ABOUT THIS EXERCISE
All lines in the data below carrying the string "directory" are to be located and copied.

SOURCE INFORMATION
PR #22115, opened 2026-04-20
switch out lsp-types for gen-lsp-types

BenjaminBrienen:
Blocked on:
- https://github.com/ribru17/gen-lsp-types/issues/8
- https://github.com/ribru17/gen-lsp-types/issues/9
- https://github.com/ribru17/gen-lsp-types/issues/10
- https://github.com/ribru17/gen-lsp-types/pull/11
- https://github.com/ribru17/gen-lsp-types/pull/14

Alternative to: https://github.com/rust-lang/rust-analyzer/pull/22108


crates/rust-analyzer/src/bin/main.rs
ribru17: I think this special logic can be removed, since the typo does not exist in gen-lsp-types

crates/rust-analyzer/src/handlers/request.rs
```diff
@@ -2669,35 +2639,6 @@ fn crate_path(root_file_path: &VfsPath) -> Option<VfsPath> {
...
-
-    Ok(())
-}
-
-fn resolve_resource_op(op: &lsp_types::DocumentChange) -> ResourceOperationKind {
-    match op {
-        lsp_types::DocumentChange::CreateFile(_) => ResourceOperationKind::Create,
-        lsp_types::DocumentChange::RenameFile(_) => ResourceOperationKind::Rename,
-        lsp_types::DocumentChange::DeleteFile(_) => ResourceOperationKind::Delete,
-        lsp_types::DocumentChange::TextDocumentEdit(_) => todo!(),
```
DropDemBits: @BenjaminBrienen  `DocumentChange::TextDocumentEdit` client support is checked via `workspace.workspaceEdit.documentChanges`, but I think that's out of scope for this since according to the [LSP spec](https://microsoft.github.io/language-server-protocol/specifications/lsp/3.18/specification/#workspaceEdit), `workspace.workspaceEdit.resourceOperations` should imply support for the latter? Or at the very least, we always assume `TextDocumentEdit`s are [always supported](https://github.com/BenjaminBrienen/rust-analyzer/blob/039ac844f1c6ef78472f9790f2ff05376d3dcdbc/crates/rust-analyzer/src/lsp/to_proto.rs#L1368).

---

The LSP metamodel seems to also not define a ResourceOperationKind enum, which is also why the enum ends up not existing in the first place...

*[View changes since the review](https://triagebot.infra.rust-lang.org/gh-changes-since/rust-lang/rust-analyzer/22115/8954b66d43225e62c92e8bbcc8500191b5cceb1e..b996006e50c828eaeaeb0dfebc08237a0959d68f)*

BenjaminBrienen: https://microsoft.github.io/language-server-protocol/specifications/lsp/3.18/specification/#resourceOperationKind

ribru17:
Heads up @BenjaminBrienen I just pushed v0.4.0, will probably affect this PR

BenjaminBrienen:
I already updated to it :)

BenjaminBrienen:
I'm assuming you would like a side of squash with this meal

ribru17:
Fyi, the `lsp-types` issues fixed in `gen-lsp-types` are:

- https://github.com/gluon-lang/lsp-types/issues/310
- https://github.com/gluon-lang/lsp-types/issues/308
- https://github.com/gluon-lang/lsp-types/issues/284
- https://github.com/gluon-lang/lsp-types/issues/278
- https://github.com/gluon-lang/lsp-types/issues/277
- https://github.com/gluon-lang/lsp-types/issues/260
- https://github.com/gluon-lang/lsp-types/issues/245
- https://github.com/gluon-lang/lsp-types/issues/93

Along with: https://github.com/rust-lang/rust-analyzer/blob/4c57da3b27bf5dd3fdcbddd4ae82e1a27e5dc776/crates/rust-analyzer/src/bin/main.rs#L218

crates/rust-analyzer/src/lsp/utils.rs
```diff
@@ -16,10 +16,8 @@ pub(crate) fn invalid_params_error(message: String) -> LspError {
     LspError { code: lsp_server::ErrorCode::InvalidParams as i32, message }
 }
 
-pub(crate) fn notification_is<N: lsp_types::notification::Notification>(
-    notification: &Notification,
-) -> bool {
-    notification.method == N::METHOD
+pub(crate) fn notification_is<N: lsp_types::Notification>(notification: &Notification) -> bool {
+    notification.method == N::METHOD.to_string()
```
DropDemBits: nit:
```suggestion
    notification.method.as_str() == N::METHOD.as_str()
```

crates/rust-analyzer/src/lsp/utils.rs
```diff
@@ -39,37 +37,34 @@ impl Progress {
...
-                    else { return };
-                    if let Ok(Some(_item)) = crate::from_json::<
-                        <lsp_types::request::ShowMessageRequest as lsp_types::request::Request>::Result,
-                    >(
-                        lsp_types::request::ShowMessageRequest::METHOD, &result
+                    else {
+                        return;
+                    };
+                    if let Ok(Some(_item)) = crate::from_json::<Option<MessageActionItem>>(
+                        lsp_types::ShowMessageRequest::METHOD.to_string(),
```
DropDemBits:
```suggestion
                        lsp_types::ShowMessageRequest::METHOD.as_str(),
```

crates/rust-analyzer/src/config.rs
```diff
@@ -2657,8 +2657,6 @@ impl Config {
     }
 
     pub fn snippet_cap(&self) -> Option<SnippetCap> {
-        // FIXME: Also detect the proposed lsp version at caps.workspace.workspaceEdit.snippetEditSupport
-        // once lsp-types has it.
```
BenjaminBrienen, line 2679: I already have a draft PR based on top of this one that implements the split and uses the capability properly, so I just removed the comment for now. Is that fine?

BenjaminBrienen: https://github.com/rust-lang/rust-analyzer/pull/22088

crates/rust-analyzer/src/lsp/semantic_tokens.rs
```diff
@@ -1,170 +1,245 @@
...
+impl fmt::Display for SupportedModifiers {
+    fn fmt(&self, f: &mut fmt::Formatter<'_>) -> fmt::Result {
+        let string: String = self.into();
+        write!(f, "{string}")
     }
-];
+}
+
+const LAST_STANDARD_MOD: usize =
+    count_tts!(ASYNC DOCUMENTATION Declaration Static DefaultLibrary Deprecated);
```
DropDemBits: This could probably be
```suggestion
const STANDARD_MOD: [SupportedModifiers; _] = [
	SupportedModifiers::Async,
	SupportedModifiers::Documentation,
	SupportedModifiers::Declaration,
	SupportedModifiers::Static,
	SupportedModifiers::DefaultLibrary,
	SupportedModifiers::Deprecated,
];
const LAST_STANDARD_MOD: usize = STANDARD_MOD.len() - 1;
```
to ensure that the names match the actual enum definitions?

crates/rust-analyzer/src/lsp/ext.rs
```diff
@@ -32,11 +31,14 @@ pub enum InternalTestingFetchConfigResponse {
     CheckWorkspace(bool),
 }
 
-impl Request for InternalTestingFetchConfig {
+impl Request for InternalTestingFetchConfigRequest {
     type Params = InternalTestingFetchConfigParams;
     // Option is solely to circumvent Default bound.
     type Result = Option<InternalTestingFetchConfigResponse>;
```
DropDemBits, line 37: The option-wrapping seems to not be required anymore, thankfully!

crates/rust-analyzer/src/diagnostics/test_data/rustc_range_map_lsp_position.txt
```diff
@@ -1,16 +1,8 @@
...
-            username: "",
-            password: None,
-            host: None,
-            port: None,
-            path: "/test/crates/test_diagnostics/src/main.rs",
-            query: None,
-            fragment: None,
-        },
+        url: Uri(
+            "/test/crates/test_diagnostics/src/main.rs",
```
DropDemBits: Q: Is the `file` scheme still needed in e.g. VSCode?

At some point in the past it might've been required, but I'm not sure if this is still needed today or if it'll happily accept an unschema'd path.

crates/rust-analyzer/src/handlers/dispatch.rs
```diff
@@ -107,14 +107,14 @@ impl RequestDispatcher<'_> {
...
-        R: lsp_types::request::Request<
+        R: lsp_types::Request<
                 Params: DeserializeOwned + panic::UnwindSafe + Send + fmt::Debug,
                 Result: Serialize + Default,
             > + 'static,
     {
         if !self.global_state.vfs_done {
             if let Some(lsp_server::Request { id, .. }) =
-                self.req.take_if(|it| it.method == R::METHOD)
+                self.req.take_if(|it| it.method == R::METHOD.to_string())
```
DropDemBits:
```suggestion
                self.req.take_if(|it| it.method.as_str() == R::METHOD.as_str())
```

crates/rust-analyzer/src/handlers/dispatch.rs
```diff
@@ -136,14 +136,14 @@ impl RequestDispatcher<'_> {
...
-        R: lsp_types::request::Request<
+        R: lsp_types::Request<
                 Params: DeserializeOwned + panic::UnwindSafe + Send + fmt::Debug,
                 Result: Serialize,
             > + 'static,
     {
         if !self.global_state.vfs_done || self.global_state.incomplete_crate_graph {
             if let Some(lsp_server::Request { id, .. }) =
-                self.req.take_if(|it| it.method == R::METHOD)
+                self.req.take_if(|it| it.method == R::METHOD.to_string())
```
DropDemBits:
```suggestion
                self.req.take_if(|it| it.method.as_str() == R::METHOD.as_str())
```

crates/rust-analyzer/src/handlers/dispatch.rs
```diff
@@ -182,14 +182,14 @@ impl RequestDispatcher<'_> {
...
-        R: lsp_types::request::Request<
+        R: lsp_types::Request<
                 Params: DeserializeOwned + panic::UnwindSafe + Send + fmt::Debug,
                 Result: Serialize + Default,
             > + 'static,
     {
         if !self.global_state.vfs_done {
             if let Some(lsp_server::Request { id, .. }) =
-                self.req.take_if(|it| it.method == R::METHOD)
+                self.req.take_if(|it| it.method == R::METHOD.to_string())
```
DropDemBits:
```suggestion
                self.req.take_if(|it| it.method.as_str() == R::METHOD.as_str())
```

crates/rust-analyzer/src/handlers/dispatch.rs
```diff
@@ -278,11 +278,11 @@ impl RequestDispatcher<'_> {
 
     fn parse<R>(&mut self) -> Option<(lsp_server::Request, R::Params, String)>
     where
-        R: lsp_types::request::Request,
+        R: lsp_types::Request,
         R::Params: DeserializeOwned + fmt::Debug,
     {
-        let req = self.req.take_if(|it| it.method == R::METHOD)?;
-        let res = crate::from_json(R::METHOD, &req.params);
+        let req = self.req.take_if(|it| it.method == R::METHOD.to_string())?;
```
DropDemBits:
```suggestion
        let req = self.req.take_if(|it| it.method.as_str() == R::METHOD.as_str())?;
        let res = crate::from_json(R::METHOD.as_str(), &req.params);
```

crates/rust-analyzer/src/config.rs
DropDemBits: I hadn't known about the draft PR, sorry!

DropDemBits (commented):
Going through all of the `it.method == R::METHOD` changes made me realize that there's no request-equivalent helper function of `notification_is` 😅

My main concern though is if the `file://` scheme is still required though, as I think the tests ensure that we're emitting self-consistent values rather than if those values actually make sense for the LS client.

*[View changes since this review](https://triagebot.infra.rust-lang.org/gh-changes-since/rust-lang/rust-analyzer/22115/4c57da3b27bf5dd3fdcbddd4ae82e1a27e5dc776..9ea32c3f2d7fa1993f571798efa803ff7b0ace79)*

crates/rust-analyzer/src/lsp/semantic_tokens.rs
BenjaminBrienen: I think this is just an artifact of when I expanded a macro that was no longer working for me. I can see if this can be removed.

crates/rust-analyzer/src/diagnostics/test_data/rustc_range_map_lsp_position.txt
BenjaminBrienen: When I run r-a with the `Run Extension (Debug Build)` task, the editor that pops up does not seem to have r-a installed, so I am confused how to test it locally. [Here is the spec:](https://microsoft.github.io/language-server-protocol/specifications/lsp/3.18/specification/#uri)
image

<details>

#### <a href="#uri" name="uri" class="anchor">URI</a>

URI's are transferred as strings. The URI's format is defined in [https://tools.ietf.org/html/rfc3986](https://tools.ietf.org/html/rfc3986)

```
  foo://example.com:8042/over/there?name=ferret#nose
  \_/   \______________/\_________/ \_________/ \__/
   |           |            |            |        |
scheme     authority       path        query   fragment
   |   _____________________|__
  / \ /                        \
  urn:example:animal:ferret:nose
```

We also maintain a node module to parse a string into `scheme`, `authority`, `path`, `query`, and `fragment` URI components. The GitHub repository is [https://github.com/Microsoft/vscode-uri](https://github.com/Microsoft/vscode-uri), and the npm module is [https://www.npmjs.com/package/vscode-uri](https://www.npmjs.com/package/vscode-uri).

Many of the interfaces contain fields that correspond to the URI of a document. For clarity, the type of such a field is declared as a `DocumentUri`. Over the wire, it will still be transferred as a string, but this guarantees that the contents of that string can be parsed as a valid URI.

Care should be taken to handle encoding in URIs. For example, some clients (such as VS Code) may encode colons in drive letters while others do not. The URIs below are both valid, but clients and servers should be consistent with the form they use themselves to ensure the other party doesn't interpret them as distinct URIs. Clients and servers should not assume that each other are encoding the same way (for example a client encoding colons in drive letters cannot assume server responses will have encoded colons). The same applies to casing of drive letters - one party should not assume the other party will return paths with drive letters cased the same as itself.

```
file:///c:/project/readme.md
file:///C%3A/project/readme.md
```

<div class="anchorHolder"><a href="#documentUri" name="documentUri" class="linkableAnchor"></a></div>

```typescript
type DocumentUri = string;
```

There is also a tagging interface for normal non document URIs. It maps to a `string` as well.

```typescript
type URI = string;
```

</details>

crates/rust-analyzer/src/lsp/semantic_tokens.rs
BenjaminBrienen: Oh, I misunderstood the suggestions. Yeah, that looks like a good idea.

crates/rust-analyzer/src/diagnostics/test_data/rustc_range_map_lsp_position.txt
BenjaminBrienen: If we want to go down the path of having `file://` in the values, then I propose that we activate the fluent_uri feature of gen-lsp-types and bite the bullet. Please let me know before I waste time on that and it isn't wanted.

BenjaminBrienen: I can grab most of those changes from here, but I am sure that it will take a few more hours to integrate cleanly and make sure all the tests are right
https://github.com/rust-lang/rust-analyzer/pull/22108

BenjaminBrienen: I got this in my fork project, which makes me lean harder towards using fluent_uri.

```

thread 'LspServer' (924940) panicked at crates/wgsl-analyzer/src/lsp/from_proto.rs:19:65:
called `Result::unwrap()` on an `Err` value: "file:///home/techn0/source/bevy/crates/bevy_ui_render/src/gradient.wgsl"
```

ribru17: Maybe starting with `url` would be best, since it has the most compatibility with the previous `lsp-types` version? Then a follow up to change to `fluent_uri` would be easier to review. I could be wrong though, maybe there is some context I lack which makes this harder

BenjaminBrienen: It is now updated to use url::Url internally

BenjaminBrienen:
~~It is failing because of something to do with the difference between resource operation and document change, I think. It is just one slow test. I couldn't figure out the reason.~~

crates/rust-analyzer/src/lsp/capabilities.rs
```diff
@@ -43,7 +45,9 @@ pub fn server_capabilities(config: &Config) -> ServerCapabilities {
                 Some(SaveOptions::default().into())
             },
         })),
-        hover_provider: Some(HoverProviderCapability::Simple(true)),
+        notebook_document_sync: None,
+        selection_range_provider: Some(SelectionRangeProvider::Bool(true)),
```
...
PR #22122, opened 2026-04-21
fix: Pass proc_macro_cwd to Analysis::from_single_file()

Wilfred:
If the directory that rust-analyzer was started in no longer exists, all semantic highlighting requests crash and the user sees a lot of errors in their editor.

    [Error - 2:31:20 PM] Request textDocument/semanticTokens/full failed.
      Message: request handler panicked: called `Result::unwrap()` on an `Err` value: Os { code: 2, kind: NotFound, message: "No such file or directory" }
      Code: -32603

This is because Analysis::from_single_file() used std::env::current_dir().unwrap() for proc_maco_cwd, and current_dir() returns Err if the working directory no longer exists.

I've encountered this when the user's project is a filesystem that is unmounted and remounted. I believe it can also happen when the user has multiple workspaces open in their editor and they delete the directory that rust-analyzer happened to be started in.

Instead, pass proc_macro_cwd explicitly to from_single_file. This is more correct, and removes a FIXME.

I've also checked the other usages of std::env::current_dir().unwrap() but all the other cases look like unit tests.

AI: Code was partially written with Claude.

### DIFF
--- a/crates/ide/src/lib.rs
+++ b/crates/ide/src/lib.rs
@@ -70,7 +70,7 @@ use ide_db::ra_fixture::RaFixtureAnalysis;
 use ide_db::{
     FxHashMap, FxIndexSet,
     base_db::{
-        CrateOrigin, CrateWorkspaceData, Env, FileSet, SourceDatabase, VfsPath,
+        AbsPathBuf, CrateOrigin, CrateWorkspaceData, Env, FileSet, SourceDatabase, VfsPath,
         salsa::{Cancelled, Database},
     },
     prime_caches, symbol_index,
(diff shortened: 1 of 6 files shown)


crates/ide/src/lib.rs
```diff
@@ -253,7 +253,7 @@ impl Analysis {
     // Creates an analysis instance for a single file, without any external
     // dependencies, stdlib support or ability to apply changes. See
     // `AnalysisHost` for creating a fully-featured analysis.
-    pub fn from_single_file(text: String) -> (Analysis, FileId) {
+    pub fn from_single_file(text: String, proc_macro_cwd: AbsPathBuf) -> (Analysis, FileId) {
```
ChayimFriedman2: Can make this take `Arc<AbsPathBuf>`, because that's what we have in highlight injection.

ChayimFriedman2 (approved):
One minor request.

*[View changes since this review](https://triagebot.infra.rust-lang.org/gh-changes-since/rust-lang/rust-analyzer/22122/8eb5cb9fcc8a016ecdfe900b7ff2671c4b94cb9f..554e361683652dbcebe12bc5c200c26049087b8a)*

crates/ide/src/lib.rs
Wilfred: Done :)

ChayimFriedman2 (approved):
* * *
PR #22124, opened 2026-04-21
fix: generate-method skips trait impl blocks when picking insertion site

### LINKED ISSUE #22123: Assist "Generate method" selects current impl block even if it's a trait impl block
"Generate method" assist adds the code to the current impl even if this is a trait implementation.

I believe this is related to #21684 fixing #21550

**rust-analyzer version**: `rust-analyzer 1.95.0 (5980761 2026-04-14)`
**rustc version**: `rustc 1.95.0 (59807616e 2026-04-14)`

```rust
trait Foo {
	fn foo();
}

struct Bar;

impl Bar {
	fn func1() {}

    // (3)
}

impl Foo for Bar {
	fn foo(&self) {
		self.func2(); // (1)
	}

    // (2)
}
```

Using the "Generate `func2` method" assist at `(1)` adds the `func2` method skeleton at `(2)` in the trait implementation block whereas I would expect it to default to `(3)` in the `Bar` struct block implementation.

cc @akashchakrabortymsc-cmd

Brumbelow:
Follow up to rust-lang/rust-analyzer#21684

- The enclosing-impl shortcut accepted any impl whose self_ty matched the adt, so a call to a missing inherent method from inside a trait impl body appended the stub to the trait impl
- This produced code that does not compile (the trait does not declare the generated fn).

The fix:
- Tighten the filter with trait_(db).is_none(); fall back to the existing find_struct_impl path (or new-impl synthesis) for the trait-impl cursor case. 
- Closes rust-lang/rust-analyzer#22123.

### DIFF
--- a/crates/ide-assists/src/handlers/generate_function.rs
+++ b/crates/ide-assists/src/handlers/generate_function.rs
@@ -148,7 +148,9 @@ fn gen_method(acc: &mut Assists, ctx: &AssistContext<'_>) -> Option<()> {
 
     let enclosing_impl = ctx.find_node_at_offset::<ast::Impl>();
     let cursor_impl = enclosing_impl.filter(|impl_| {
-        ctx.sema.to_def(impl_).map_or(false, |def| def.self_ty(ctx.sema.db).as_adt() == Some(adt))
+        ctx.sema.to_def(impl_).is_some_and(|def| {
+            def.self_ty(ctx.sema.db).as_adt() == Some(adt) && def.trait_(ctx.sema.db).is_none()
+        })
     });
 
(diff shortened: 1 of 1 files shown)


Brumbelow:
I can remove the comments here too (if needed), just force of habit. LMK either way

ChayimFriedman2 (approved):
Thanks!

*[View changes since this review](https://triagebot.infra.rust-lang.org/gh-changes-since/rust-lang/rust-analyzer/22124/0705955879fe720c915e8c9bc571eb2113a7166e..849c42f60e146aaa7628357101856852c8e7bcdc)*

OUTPUT
If the directory that rust-analyzer was started in no longer exists, all semantic highlighting requests crash and the user sees a lot of errors in their editor.
      Message: request handler panicked: called `Result::unwrap()` on an `Err` value: Os { code: 2, kind: NotFound, message: "No such file or directory" }
This is because Analysis::from_single_file() used std::env::current_dir().unwrap() for proc_maco_cwd, and current_dir() returns Err if the working directory no longer exists.
I've encountered this when the user's project is a filesystem that is unmounted and remounted. I believe it can also happen when the user has multiple workspaces open in their editor and they delete the directory that rust-analyzer happened to be started in.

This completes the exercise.